INFO [<timestamp>] [MrPlanRunnerV2] (JobExecutionTraceService.java:106) - Copying job execution trace log from /app/datameer/Datameer-<version>-<dist>/build/cache/dfscache/local-job-execution-traces/<jobID> to maprfs:/datalake/corporate/dataliberation/datameer/exportjobs/<configID>/<jobID>/job-execution-trace.log INFO [<timestamp>] [JobScheduler worker1-thread-253] (DapJobCounter.java:176) - Job SUCCESS with '1' mr-jobs and following counters: INFO [<timestamp>] [JobScheduler worker1-thread-253] (DapJobCounter.java:179) - EXPORT_RECORDS: 1908 INFO [<timestamp>] [JobScheduler worker1-thread-253] (DapJobCounter.java:179) - EXPORT_DROPPED_RECORDS: 3617
Further investigation in the task logs revealed the following nondescript error messaging:
!message:NullPointerException: !Error Repeated:>100 times !stack:java.lang.NullPointerException at datameer.com.google.common.base.Preconditions.checkNotNull(Preconditions.java:210) at datameer.com.google.common.collect.Lists.newArrayList(Lists.java:142) at datameer.das.plugin.hive.RecordObjectInspector.coerceColumnForHive(RecordObjectInspector.java:118) at datameer.das.plugin.hive.RecordObjectInspector.getStructFieldsDataAsList(RecordObjectInspector.java:108) at org.apache.hadoop.hive.serde2.lazy.LazySimpleSerDe.serialize(LazySimpleSerDe.java:396) at datameer.das.plugin.hive.HiveFileOutputAdapter.write(HiveFileOutputAdapter.java:80) at datameer.das.plugin.hive.HiveOutputAdapter.write(HiveOutputAdapter.java:74) at datameer.dap.common.job.dapexport.ExportJob$ExportRecordProcessor$1.computeValue(ExportJob.java:115) at datameer.dap.common.job.dapexport.ExportJob$ExportRecordProcessor$1.computeValue(ExportJob.java:108) at datameer.dap.sdk.sequence.Sequence$Singleton.moveToNext(Sequence.java:246) at datameer.dap.sdk.sequence.Sequence$14.computeNext(Sequence.java:647) at datameer.dap.sdk.sequence.Sequence$Simple.moveToNext(Sequence.java:157) ...

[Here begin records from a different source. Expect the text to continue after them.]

PR #693, opened 2021-11-08
Rename @privateRemarks TSDoc tag to @hidden

erinha:
Turns out that the @privateRemarks tag is not currently supported by TypeDoc generator used by MS Docs for TypeScript documentation. To suppress comments from publish on docs.microsoft.com, the recommendation is to use @hidden.

### DIFF
--- a/packages/teams-js/src/private/interfaces.ts
+++ b/packages/teams-js/src/private/interfaces.ts
@@ -1,6 +1,6 @@
 import { FileOpenPreference, TeamInformation } from '../public/interfaces';
 /**
- * @privateRemarks
+ * @hidden
  * Hide from docs
  * --------
  * Information about all members in a chat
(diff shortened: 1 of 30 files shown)


packages/teams-js/src/private/interfaces.ts
```diff
@@ -56,108 +56,108 @@ export enum ViewerActionTypes {
 }
 
 /**
- * * @privateRemarks
+ * * @hidden
```
erikadoyle, line 59: There's an extraneous asterisk before @hidden (line 59) that's causing the "Hide from docs" text to generate documentation

erikadoyle (commented):
Just that one issue--otherwise the docs generate great when I run typedoc locally.

packages/teams-js/src/private/interfaces.ts
erinha: Great catch!

aeunms:
Looks like there's some @private tags in pages.ts that didn't get updated to @privateRemarks before, I think those need to be @hidden as well.

aeunms (approved):
LGTM!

In this instance, the cause was identified by isolating the columns in which were exported to Hive until it were determined the offending fields. Through this process of elimination following a binary sort pattern, two columns were determined to contain null values.
The formulas attached to those columns were updated to include the DENULLIFY wrapper and the
NullPointerException listed above was resolved. All records were now exported to Hive as expected.